## What to produce
Search the material for the word "places" and report each line where it turns up.

## Raw data
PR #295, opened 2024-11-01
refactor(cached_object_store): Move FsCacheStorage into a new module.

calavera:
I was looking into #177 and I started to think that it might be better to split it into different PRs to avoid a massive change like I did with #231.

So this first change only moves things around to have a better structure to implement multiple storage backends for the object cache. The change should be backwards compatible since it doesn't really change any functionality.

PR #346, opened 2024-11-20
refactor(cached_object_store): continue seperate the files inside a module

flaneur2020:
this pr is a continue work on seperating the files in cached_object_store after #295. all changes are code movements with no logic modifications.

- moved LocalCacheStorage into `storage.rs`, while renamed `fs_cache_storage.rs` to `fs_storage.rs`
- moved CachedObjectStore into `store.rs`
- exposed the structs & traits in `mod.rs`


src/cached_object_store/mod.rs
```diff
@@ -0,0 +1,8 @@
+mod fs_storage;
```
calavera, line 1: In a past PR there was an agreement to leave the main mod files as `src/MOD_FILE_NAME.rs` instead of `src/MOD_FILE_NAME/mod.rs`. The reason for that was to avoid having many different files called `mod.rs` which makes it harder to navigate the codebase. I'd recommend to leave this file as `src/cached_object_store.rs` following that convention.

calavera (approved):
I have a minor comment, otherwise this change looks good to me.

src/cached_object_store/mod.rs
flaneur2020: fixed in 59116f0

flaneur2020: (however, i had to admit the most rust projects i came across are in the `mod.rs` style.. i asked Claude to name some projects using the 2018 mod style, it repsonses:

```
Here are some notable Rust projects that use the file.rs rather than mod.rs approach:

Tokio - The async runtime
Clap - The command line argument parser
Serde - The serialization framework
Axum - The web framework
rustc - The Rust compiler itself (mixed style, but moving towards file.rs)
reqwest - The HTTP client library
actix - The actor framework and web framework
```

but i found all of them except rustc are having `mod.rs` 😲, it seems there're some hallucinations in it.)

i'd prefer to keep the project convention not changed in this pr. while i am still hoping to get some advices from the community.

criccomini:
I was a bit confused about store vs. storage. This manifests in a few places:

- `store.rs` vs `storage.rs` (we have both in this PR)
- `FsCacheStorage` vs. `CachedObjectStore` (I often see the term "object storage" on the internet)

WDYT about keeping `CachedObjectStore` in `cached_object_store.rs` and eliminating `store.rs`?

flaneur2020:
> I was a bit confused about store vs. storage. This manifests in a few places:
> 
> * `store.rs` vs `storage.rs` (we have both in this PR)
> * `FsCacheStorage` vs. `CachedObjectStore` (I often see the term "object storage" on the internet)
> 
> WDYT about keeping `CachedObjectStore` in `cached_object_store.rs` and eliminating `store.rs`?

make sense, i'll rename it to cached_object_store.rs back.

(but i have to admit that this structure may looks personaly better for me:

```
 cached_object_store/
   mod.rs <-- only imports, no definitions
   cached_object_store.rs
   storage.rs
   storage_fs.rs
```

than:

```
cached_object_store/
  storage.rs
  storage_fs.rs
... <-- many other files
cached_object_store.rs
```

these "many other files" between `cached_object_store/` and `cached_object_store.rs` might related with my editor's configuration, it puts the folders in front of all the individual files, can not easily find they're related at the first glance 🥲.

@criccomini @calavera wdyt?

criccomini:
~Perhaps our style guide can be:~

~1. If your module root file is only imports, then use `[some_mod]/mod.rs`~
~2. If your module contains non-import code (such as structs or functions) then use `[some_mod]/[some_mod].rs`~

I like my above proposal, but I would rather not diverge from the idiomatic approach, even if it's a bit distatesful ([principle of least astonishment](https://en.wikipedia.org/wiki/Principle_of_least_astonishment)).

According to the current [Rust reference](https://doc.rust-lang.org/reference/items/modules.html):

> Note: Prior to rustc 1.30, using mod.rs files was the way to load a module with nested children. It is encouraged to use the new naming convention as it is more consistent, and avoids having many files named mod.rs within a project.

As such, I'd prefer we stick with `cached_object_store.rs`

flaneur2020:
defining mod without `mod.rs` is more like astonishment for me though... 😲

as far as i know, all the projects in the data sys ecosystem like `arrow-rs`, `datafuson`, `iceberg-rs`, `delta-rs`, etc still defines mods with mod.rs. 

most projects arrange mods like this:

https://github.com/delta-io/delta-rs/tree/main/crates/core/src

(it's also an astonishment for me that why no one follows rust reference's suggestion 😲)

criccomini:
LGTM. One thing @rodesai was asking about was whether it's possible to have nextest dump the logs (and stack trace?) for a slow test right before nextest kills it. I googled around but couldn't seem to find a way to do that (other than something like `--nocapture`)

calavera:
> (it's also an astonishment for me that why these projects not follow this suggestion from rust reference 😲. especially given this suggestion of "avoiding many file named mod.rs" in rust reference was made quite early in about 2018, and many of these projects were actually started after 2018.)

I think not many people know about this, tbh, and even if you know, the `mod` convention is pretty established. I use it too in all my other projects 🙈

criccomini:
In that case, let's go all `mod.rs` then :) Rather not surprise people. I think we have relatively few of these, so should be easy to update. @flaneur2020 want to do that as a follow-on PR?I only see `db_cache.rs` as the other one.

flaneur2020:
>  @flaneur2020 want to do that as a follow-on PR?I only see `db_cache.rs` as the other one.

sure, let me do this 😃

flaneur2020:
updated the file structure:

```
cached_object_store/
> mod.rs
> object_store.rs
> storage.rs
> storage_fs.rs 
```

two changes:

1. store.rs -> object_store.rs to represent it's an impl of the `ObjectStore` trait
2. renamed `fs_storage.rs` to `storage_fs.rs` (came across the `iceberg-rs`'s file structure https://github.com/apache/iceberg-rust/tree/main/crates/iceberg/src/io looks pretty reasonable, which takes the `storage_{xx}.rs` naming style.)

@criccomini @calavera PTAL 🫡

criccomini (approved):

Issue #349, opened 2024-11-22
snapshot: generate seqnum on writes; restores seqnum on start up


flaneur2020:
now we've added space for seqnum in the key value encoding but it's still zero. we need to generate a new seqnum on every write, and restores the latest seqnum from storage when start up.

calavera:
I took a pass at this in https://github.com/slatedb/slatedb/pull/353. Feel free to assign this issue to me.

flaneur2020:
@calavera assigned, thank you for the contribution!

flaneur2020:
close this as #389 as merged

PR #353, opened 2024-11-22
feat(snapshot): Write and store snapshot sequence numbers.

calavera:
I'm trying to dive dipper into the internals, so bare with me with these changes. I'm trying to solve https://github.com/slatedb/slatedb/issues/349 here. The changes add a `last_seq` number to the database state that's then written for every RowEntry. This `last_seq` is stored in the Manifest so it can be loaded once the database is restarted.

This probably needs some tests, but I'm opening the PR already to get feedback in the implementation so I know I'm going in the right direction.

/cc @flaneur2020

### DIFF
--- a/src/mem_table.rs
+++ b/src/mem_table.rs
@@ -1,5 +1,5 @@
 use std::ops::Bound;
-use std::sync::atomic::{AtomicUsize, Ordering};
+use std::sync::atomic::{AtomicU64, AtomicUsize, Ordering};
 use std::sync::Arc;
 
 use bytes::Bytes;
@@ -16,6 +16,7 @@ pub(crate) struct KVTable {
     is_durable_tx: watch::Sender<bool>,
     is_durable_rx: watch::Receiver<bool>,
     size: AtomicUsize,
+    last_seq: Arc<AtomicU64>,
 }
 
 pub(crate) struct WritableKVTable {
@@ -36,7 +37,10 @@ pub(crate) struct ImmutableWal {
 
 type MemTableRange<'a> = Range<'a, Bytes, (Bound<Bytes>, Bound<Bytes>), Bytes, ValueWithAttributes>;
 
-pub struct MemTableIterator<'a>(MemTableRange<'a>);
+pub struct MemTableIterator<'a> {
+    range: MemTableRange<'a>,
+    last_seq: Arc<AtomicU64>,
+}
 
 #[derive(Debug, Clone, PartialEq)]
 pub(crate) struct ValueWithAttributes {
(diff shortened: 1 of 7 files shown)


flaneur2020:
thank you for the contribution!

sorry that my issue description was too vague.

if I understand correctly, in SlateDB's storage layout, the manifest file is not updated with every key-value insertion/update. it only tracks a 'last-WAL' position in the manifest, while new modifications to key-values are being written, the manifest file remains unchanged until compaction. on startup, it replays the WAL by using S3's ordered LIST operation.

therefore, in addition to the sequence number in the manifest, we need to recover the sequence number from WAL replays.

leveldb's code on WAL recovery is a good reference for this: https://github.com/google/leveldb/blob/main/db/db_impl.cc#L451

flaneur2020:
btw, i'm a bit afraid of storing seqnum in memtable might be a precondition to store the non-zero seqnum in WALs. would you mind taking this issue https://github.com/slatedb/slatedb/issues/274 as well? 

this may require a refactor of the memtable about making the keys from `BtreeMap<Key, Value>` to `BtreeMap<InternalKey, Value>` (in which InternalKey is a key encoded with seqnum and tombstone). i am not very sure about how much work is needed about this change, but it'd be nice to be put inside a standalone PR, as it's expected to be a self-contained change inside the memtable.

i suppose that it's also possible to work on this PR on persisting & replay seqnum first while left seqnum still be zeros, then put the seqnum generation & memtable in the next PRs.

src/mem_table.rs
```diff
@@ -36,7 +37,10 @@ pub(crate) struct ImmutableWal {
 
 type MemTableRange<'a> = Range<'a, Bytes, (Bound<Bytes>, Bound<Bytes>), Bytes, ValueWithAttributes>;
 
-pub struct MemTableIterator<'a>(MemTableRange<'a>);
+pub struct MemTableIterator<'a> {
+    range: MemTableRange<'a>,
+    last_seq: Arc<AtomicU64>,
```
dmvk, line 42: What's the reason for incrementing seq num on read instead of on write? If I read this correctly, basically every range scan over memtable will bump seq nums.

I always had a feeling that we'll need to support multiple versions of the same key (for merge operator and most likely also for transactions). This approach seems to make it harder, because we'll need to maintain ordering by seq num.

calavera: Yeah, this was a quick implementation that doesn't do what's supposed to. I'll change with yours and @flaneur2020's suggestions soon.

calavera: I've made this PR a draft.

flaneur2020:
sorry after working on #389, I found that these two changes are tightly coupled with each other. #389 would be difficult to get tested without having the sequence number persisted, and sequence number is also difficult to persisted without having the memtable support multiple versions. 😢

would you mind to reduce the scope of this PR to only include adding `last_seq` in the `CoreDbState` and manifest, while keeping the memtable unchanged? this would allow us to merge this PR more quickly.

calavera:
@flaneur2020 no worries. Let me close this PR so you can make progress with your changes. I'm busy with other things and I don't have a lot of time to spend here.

...

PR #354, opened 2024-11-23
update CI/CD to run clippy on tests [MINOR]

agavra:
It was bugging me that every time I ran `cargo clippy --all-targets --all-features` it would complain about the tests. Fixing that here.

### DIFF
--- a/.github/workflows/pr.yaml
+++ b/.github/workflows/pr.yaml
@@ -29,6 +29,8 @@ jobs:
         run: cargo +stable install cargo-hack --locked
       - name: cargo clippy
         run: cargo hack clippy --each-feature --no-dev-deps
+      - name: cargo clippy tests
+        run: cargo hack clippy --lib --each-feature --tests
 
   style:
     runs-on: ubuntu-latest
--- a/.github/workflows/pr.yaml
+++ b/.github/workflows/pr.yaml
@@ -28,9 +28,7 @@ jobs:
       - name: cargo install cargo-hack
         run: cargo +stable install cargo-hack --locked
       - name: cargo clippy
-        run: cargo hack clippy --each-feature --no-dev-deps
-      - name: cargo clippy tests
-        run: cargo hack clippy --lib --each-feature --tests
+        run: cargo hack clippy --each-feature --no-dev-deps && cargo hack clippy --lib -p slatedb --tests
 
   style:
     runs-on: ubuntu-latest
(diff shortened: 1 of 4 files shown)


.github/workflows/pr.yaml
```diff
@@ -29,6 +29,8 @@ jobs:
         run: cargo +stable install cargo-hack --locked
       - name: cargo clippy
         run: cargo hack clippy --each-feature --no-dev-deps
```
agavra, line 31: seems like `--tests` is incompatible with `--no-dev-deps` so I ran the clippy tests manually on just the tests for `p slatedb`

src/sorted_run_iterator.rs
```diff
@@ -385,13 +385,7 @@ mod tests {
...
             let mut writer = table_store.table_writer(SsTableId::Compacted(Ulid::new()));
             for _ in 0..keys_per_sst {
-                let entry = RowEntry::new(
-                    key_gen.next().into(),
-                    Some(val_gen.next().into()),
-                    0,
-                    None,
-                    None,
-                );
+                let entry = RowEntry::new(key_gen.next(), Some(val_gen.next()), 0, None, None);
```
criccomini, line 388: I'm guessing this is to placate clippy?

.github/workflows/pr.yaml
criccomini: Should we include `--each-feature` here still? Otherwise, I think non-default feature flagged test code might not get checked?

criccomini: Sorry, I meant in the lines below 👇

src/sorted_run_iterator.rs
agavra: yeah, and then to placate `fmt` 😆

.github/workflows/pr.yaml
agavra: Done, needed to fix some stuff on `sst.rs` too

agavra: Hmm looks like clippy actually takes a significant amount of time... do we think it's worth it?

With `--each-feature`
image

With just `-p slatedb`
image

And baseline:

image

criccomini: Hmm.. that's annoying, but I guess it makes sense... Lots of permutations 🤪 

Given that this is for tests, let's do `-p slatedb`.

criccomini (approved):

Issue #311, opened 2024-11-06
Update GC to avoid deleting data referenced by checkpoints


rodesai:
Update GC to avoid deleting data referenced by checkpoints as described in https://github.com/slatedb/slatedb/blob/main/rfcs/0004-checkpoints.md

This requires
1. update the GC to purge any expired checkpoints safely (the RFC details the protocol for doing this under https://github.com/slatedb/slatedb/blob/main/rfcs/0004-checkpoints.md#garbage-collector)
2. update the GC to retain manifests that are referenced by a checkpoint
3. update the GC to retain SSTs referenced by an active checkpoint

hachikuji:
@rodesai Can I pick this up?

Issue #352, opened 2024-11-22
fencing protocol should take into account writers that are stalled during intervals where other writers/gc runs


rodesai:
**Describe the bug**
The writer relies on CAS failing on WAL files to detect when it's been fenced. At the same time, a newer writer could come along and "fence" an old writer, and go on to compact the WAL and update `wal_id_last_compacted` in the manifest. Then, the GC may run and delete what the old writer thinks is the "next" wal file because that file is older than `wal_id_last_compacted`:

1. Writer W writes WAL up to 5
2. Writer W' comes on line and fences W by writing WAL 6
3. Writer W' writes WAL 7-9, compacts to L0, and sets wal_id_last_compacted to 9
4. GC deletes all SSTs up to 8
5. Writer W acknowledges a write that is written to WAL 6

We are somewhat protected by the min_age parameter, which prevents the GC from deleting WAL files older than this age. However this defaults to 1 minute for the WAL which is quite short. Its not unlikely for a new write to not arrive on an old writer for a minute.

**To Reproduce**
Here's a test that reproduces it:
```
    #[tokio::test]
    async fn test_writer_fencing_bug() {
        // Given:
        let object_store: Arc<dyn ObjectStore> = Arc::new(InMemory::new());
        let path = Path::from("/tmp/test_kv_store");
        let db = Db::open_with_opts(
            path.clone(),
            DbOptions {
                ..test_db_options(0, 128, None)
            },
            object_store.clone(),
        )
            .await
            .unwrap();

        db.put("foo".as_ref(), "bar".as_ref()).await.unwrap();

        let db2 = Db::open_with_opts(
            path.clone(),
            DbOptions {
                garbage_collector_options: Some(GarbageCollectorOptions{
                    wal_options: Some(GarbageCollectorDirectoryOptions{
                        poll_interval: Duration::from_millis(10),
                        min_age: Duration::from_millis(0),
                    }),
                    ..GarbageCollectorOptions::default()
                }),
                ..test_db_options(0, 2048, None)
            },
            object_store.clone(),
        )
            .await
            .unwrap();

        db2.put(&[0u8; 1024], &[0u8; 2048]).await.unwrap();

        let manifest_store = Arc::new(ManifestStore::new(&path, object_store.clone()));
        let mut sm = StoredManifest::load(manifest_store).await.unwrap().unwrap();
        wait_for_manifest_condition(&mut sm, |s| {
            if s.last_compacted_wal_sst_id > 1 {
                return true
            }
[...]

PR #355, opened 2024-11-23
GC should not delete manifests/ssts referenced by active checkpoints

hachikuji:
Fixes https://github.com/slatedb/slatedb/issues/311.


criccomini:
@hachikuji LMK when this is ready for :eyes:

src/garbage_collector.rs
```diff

--

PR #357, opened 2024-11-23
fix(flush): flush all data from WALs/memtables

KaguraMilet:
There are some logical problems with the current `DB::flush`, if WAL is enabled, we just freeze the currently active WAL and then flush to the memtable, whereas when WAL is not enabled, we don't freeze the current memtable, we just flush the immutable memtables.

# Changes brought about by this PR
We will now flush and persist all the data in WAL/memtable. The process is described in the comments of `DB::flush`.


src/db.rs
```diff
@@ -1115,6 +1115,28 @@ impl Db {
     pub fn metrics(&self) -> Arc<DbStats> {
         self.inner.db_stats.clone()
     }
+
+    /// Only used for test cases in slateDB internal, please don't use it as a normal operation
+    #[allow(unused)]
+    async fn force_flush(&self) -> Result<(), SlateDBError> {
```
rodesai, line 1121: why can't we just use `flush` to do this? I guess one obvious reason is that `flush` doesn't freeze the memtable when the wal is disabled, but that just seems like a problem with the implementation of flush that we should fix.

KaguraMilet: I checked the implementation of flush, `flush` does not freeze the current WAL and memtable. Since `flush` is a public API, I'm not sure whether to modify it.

## Written response
I was a bit confused about store vs. storage. This manifests in a few places:
> I was a bit confused about store vs. storage. This manifests in a few places:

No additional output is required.